The jury heard he said: "It was an accident. I crushed her with the car. I don't know where she is. As I was going to drive away two girls on bikes came across me.

"I then got out and saw a little girl lying under my car.

"I picked her up and put her in my car, which is left-hand drive, and put her on the front seat."

"I had been looking for her all night and did it on foot because my car is in the garage.

"I didn't abduct her. I did my best to revive her. I panicked.

"The more I drove through the night, the more [drunk] I got."

He continued: "I just wish I knew what I had done with her, where I have put her.

"I need to say sorry to her family. I can't believe I didn't just call an ambulance or the police.

"My intention was to head to the hospital. There was no life in her. No pulse. No breath. No response in her eyes. She was just on the seat. I tried to revive her.

"When my hands went on her chest I knew there was a lot more to it.

"I did my best to revive her. I don't remember having her in the car when I went back.

"I looked in all the rooms in my house...I wouldn't have dumped her. She is a human being. I wouldn't have done that.

"I really don't know where she is.
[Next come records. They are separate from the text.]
PR #2059, opened 2018-06-10
doc Correct pipelining-limit flag name

richardimaoka:
The doc page has a wrong name - `akka.http.server.pipelining-limit` is correct.

https://github.com/akka/akka-http/blob/12e7c98b7f003ed0bfe3ed9ddf51dc2e360a6c00/akka-http-core/src/main/resources/reference.conf#L98


jlprat:
OK TO TEST

Issue #2060, opened 2018-06-11
Enhance Caching Documentation


herzrasen:
I implemented Caching in my application today and found it quite hard to get it running without checking the TestSuite at https://github.com/akka/akka-http/blob/master/akka-http-caching/src/test/scala/akka/http/scaladsl/server/directives/CachingDirectivesSpec.scala

Maybe it is just me or wouldn't it be helpful to 

- add a `keyerFunction` and
- show the mixing in of `CachingDirectives` where `cache()` is used?

johanandren:
Sounds like a good idea to me!

herzrasen:
I could provide a PR in some days if it helps.

johanandren:
Sounds excellent!

PR #2068, opened 2018-06-14
improve caching code sample

herzrasen:
This PR is meant to improve the code snippets provided for the caching module as mentioned in #2060

### DIFF
--- a/docs/src/test/scala/docs/http/scaladsl/server/directives/CachingDirectivesExamplesSpec.scala
+++ b/docs/src/test/scala/docs/http/scaladsl/server/directives/CachingDirectivesExamplesSpec.scala
@@ -22,7 +22,7 @@ class CachingDirectivesExamplesSpec extends RoutingSpec {
     //#cache
     import akka.http.scaladsl.server.RequestContext
     import akka.http.scaladsl.model.Uri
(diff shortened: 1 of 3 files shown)


johanandren:
OK TO TEST

johanandren:
CI failure is just the code formatting check, if you make sure to compile before checking in the code will be automatically formatted for you, so that needs a separate commit now.

herzrasen:
@johanandren ok sorry, forgot that. recompiled the project and committed the updated sources.

docs/src/test/scala/docs/http/scaladsl/server/directives/CachingDirectivesExamplesSpec.scala
```diff
@@ -4,6 +4,7 @@
 
 package docs.http.scaladsl.server.directives
 
+import akka.http.scaladsl.model.HttpMethods
```
jlprat: Usually is better to have the imports within the examples, so they can be copy-pasted and run without needing to guess the right import.

herzrasen: @jlprat you are absolutely right. In this case the import is unused. The first implementation checked if the Request was an HTTP GET. Forgot the remove it.

PR #2070, opened 2018-06-14
=htc #2067 fix memory leak in server terminators

### LINKED ISSUE #2067: Memory leak in 10.1.2
With application heap set to 4G and load at 60 requests per second, server managed to survive about an hour. After that Old Gen was full, Full GC started and paused on timeout with zero reclaimed space. 

Heap dump was taken from server while it still was running under load - from 3GB taken memory, 2.9GB of objects were with strong reachability from GC roots.

From dump, it seems that `MasterServerTerminator` which retains a lot of `HashSet`, `AtomicReference`, `Promises`, `Success`, `GracefulTerminatorStage$ConnectionTerminator`, `HttpRequestParser`, `HttpHeaderParser` or some structure of these all.

Here are the top lines of "Objects by Class" as CSV dump extracted from application heap dump few minutes before it crashed.
```
"Class","Objects","Shallow Size","Retained Size"
"java.util.concurrent.atomic.AtomicReference","4692187","75074992","3059793288"
"scala.collection.immutable.HashSet$HashTrieSet","38461","923064","3059064264"
"scala.collection.immutable.HashSet[]","38461","1333608","3059058624"
"akka.http.impl.engine.server.MasterServerTerminator","1","24","3058762912"
"akka.http.impl.engine.server.MasterServerTerminator$AliveConnectionTerminators","1","16","3058762856"
"scala.collection.immutable.HashSet$HashSet1","126836","3044064","3056645720"
"akka.http.impl.engine.server.GracefulTerminatorStage$ConnectionTerminator","119883","1918128","3053744448"
"scala.concurrent.impl.Promise$DefaultPromise","488574","7817184","3052676704"
"scala.util.Success","486245","7779920","3050509744"
"akka.http.impl.engine.server.GracefulTerminatorStage$$anon$1$$Lambda$1206","119883","2877192","3047993424"
"akka.http.impl.engine.server.GracefulTerminatorStage$$anon$1","119883","12467832","3031698456"
"akka.http.impl.engine.parsing.HttpRequestParser$$anon$1","119883","14385960","1421439848"
"akka.http.impl.engine.parsing.HttpHeaderParser","120011","8640792","1176968680"
"java.lang.Object[]","4704982","316041640","713139749"
"byte[]","5129188","461609984","461609984"
"char[]","120503","421740256","421740256"
"java.lang.String","5004569","120109656","407229632"
"akka.stream.impl.fusing.ActorGraphInterpreter$BatchingActorInputBoundary","239811","32614296","372096144"
"akka.stream.impl.fusing.ActorGraphInterpreter$ActorOutputBoundary","239811","24940344","341388552"
"akka.stream.impl.fusing.GraphInterpreter$Connection[]","4325465","154683888","327745176"
"short[]","120075","185302776","185302776"
"akka.stream.impl.fusing.GraphInterpreter$Connection","4322526","172901040","173061224"
...
```

Maybe I forgot to amend the code during migration?

ktoso:
We forgot to remove the terminators once a connection has terminated.

Resolves #2067

### DIFF
--- a/akka-http-core/src/main/scala/akka/http/impl/engine/server/ServerTerminator.scala
+++ b/akka-http-core/src/main/scala/akka/http/impl/engine/server/ServerTerminator.scala
@@ -77,6 +77,31 @@ private[http] final class MasterServerTerminator(log: LoggingAdapter) extends Se
     }
   }
 
+  /**
+   * Removes a previously registered per-connection terminator.
+   * Terminators must remove themselves like this once their respective connection is closed,
+   * otherwise they would leak and remain in the set indefinitely.
+   *
+   * If called with terminator that is not registered, false is returned but it is not an error.
+   *
+   * @return true if the terminator has been successfully removed.
+   */
+  @tailrec def removeConnection(terminator: ServerTerminator)(implicit ec: ExecutionContext): Boolean = {
+    terminators.get() match {
+      case v @ AliveConnectionTerminators(ts) ⇒
+        terminators.compareAndSet(v, v.copy(ts = ts - terminator)) ||
+          removeConnection(terminator) // retry
+
+      case Terminating(deadline) ⇒
+        // the `terminator` that we are being called with can only be one that already was registered,
+        // due to the register call happening during materialization, and the remove call happening during
+        // connection stream completion. Since we are in Terminating state, this means `terminate()` was called,
+        // and all existing terminators were invoked to `terminate()`. So if this is an existing one, we must not call
+        // terminate on it, as it would be the 2nd invocation.
+        false
+    }
+  }
+
   // If a connection attempts to register once termination has started, it will immediately be rejected (though
   // since termination also implies unbinding such new connections should not really happen).
   def terminate(timeout: FiniteDuration)(implicit ex: ExecutionContext): Future[HttpTerminated] = {
@@ -92,7 +117,9 @@ private[http] final class MasterServerTerminator(log: LoggingAdapter) extends Se
         if (terminators.compareAndSet(v, Terminating(timeout.fromNow))) {
           // cause the termination for all connections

I just want to know what I have done."

Elwen Evans QC said Mr Bridger's vehicle had been examined by experts to see if there was any evidence of a collision.

The court heard there was nothing on the bodywork, underside or tyres to suggest contact with a body or a bicycle.

There was also, the court heard, no evidence found in the vehicle, nor any evidence of a large-scale cleanup in there.

The prosecution said there is no evidence to prove April came to any harm at the Bryn-y-Gog estate where she lived, or in Mr Bridger's vehicle.

During a series of police interviews following Mr Bridger's arrest, Miss Evans said the defendant repeated his account that he ran over April and drove around the town with her 'either dead or dying'.

Miss Evans said: "He said he tried to revive her by blowing into her mouth and nose.

"He said he drove out of Bryn-y-Gog to get medical help.

"He didn't call 999 even though his phone was on the dashboard.

"He drove up to the monument [in the town] and at that point, I quote: 'I knew she was gone'."

After waking up the next day, the court heard, Mr Bridger told police he immediately went to his car to see where April was and then began to search for her.

Miss Evans told the court: "He didn't think he would have burned her or buried her or put her in the river; being a father himself he said he would not have done those things.

"He said it was a pure stupid accident."

The prosecution alleges that Mr Bridger's actions were 'sexually motivated', and that he had 'a clear interest' in child pornography and child murder cases.

But the defendant said he did not have a 'sexual interest' in children.

Mark Bridger denies abducting and murdering April Jones, and attempting to pervert the course of justice.

Elwen Evans QC has now completed her opening statement and the trial will resume tomorrow.